# Task details
Among the lines of the records, please find those that contain the word "changes" and copy them.

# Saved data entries
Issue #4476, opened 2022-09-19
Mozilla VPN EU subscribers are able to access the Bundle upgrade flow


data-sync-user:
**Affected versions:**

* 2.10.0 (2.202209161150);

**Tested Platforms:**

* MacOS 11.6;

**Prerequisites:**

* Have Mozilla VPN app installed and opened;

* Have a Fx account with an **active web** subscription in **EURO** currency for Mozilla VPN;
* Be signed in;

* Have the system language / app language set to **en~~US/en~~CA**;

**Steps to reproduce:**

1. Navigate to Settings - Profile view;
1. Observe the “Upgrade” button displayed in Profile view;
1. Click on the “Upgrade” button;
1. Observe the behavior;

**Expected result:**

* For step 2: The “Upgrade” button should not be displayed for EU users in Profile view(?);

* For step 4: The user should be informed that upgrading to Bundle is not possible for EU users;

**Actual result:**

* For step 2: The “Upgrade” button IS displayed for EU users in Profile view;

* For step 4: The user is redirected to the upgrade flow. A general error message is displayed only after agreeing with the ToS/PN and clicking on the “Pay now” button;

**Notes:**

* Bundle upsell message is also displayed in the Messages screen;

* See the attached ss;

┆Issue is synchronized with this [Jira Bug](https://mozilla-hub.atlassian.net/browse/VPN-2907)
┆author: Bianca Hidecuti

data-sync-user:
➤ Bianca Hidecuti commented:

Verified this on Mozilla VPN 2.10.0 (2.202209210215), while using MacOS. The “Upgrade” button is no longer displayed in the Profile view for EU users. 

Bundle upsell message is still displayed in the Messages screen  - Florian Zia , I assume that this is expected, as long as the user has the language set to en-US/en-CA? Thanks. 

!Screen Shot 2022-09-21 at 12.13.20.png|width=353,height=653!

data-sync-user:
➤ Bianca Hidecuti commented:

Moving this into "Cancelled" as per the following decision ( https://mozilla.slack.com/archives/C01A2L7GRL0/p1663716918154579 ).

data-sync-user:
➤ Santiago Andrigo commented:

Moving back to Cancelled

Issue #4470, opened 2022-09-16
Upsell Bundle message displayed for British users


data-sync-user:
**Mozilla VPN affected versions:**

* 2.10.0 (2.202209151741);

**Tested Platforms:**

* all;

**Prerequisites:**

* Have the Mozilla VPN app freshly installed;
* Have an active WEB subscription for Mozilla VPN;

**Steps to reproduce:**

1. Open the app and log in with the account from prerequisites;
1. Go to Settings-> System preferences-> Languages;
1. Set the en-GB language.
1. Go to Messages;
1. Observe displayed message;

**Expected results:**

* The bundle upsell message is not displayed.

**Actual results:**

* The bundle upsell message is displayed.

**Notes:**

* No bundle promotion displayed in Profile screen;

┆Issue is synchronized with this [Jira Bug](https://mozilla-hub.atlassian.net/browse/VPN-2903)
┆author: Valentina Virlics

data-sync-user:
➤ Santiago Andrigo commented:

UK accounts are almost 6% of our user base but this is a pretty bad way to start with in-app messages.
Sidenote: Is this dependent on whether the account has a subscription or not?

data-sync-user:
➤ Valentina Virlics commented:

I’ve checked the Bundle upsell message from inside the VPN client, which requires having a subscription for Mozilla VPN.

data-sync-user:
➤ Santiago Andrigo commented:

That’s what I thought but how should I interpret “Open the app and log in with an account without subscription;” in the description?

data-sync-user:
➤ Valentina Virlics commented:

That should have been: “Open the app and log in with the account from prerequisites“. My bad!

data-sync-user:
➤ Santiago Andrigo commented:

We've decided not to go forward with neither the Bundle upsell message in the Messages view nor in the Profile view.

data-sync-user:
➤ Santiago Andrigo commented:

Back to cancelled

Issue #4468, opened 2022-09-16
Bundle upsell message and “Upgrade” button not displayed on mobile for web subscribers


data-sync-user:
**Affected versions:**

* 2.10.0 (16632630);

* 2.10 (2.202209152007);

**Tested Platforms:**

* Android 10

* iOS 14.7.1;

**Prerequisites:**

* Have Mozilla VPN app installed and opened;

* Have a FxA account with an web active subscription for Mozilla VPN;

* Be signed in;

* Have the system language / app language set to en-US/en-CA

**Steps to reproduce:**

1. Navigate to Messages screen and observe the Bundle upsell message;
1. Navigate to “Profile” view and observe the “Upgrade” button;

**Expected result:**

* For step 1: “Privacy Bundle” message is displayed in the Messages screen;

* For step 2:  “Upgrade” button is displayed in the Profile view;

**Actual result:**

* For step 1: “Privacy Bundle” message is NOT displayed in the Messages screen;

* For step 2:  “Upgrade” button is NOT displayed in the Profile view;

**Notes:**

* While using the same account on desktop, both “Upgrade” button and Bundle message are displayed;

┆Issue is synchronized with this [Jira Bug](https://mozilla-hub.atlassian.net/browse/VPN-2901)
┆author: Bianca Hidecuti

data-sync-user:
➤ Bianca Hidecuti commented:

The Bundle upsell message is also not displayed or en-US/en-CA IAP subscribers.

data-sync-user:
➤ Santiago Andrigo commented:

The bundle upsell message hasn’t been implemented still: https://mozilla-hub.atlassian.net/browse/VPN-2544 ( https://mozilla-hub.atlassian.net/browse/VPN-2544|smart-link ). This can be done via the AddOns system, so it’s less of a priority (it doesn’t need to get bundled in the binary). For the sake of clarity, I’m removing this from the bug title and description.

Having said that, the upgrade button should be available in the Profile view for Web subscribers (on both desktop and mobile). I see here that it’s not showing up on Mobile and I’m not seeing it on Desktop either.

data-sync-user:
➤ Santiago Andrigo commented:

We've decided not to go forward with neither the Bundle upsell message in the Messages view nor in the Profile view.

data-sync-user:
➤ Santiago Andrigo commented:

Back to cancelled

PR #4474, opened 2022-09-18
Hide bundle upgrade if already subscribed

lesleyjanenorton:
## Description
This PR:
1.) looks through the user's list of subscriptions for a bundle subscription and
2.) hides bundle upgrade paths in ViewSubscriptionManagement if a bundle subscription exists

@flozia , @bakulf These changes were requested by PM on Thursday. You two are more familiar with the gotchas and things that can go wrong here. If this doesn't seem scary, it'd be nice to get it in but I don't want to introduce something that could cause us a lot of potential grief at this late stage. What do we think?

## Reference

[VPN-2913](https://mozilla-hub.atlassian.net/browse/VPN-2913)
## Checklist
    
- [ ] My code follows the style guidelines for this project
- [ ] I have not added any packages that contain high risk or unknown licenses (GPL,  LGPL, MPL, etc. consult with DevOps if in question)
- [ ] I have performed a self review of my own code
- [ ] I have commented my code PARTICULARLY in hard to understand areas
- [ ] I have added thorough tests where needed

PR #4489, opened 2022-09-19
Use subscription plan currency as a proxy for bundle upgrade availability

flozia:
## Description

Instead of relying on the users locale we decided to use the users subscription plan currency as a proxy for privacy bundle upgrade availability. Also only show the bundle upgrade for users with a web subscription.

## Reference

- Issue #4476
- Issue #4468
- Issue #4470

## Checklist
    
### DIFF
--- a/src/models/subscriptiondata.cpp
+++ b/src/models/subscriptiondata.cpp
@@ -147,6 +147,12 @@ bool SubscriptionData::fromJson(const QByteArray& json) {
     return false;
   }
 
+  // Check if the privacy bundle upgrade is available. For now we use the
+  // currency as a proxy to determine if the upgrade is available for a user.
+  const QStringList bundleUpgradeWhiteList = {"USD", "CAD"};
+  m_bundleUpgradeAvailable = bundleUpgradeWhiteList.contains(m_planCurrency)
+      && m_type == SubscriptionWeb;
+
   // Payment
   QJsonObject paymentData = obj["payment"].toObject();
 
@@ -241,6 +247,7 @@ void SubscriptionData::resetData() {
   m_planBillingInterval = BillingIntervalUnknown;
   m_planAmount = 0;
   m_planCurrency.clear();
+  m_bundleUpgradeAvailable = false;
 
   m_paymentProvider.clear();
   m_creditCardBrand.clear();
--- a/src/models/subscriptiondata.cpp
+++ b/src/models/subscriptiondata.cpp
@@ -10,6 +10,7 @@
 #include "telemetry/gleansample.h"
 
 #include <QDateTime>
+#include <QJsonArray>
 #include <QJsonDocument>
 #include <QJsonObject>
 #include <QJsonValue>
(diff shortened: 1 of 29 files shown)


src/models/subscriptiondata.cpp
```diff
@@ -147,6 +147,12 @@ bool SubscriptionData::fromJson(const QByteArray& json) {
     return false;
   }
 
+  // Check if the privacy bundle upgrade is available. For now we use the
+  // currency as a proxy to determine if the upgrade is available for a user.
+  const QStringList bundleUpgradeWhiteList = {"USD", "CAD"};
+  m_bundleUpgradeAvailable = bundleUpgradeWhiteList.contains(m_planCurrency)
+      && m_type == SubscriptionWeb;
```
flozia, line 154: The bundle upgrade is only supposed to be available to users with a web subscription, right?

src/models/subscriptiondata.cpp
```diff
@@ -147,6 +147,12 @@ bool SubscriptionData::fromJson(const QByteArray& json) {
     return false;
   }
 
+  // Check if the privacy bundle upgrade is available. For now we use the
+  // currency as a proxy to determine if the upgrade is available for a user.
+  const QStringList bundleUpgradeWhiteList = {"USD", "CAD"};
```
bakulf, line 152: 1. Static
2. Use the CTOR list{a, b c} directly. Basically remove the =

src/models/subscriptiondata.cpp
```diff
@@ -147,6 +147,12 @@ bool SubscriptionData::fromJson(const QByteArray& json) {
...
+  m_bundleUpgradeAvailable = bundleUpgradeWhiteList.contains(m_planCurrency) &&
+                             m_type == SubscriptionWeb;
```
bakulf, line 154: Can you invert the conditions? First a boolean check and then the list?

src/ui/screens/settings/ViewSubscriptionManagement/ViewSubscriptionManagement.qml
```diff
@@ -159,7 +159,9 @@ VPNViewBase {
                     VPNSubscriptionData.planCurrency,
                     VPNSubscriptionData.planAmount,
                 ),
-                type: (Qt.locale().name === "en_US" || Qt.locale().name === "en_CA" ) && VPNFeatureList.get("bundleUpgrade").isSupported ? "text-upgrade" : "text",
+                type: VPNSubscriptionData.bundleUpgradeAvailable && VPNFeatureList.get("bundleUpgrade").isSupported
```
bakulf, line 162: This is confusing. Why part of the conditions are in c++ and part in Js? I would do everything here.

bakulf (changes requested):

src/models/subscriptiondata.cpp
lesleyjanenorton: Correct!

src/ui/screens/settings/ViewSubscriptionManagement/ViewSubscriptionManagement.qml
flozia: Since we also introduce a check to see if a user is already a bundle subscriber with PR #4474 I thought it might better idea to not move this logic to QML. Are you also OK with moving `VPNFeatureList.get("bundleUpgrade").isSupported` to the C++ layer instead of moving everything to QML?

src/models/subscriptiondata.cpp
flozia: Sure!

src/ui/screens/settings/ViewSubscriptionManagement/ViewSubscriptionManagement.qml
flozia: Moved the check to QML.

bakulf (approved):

# Exercise answer
@flozia , @bakulf These changes were requested by PM on Thursday. You two are more familiar with the gotchas and things that can go wrong here. If this doesn't seem scary, it'd be nice to get it in but I don't want to introduce something that could cause us a lot of potential grief at this late stage. What do we think?
bakulf (changes requested):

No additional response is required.